AIM OF THE EXERCISE » Transcribe the data below verbatim from the line with "PR #8574, opened 2025-05-18" to the line with "webapp/components/Registration/RegistrationSlideInvite.vue". Include both of those lines.

::: INPUT :::

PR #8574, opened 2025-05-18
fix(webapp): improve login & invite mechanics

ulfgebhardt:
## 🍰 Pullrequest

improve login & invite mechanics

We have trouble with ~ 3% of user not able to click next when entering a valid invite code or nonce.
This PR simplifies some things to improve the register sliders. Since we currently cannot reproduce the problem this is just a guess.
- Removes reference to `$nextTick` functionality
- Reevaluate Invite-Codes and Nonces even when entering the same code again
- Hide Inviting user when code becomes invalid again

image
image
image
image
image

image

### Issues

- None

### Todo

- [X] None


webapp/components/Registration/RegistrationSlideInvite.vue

:::
::: INPUT :::

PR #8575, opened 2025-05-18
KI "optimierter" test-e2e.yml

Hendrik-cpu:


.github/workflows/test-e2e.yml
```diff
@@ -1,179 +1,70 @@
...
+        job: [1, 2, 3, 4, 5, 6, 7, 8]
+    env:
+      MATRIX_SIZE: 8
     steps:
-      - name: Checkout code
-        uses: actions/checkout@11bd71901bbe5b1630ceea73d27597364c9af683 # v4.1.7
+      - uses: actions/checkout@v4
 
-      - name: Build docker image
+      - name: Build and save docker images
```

:::

SOLUTION FOR THIS PROBLEM »
PR #8574, opened 2025-05-18
fix(webapp): improve login & invite mechanics

ulfgebhardt:
## 🍰 Pullrequest

improve login & invite mechanics

We have trouble with ~ 3% of user not able to click next when entering a valid invite code or nonce.
This PR simplifies some things to improve the register sliders. Since we currently cannot reproduce the problem this is just a guess.
- Removes reference to `$nextTick` functionality
- Reevaluate Invite-Codes and Nonces even when entering the same code again
- Hide Inviting user when code becomes invalid again

image
image
image
image
image

image

### Issues

- None

### Todo

- [X] None


webapp/components/Registration/RegistrationSlideInvite.vue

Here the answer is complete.